Early in the pandemic, with the economy cratering, the federal government added $600 to weekly unemployment checks. That increase ends this week, and with Congress still haggling over next steps, most states will not be able to offer nearly as much while they wrestle with diminishing unemployment trust funds.

The extra federal aid helped keep Wally Wendt and his family afloat.

Wendt, 54, of Everett, Washington, was laid off from the fitness company where he worked for 31 years. The extra benefits helped him pay for a loan to put a new roof on his house that he took out before the virus struck.

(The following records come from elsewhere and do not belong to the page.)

PR #97, opened 2022-01-31
Add a PathsTable to the underlay hierarchy definition.

marikomedlock:
- Added a `PathsTable` to the definition of a hierarchy in the underlay. This specifies a table with two columns `(node,path)` that contains the hierarchy path for each of the nodes in the hierarchy.
- When there is a hierarchy attached to an entity attribute, we now add a new (generated) path attribute to the same entity. This path attribute's name is `t_path_[hierarchical attribute name]` and can be included in the list of fields to return in a query like other normal attributes.
- Added tests that use the nautical underlay and `aou_synthetic` underlay.

From spot-testing with the `aou_synthetic` underlay, the condition and procedure entity paths look mostly correct, but the ingredient and measurement paths are mostly empty. This is likely due to a bad definition of those entities or relationships. In particular, I think we need to generate the ingredient hierarchy paths using the `'ATC - RxNorm'`,`'ATC - RxNorm pr up'`,`RxNorm - ATC sec up'` relationships, instead of `'Subsumes'` ([ref](https://www.ohdsi.org/web/wiki/doku.php?id=documentation:vocabulary:atc)). And for measurements, the hierarchy appears to cross domains (measurements and observations), so I'm not sure whether we need to expand the definition of a measurement entity or define a new entity that crosses domains and holds the hierarchy. These are questions I've got for upcoming discussions with Brian Freeman, so follow-on PRs should address this.


tjennison-google (approved):

api/src/main/java/bio/terra/tanagra/service/underlay/UnderlayConversion.java
```diff
@@ -406,16 +408,47 @@ public static Underlay convert(bio.terra.tanagra.proto.underlay.Underlay underla
...
       Hierarchy hierarchy =
           Hierarchy.builder()
               .descendantsTable(descendantsTable.build())
               .childrenTable(childrenTable.build())
+              .pathsTable(pathsTable.build())
               .build();
+      // add a new attribute+mapping to the entity that contains the hierarchy path
+      Attribute hierarchyPathAttribute =
+          Attribute.builder()
+              .name("t_path_" + attribute.name())
```
calbach, line 427: What does "t" in "t_path" stand for?

lib/src/main/proto/bio/terra/tanagra/underlay/hierarchy.proto
```diff
@@ -17,6 +17,8 @@ message Hierarchy {
   DescendantsTable descendants_table = 2;
 
   ChildrenTable children_table = 3;
+
+  PathsTable paths_table = 4;
```
calbach, line 21: Should probably comment here that inclusion of this will result in additional generated entity attributes, and the naming convention

api/src/main/java/bio/terra/tanagra/service/underlay/UnderlayConversion.java
calbach, line 427: nit: should we validate user-specified attribute names in general against reserved Tanagra generated prefixes? e.g. I imagine things crash and burn if our condition entity already had an attribute with this name, however unlikely.

calbach (approved):
I think the general pattern of generating an attribute on the entity seems OK. This may slightly expand the scope later when we get to export of the dataset - specifically because we can now potentially select a generated attribute sourced by an index table (may have alternate perimissioning from the primary dataset), rather than just selecting a cohort based on an index. This is just a small extension of a problem we already needed to solve though, so it may not have much of a meaningful impact.

api/src/main/java/bio/terra/tanagra/service/underlay/UnderlayConversion.java
marikomedlock: Tanagra. I just wanted to namespace generated attributes and picked a prefix that's relatively short since there's a 31 character limit on the attribute name. I don't know of a hard reason for that limit, so we could also increase it and use a longer prefix like "tanagra_".

lib/src/main/proto/bio/terra/tanagra/underlay/hierarchy.proto
marikomedlock: Added.

api/src/main/java/bio/terra/tanagra/service/underlay/UnderlayConversion.java
marikomedlock: Yes, good point. I added an `isGenerated` property to the internal `Attribute` class, so we can validate that the name doesn't include the prefix for user-defined, not-generated properties. Per your other comment, I'm thinking we can also use this property in the future to determine whether an attribute should be selectable by a user in dataset builder.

The money also helps his daughter, who was laid off from a restaurant job. With the boost, she’s able to afford diapers, formula, rent and utilities. If it ends, Wendt said, his daughter and her two children might move in with him.

“The politicians need to get their ducks in a row.” Wendt said. “The pressure’s not on them, it’s on all of us blue-collar workers who are struggling to make a living.”

The regular benefits often leave recipients with poverty-level incomes, but at least they’re sure to continue.

Every state offers assistance for at least some unemployed workers based on a portion of their previous earnings. The maximum amounts vary widely, from $235 a week in Mississippi to $1,234 in Massachusetts. The length of time benefits are available ranges from as few as six weeks in Georgia to up to 28 weeks in Montana. Most states...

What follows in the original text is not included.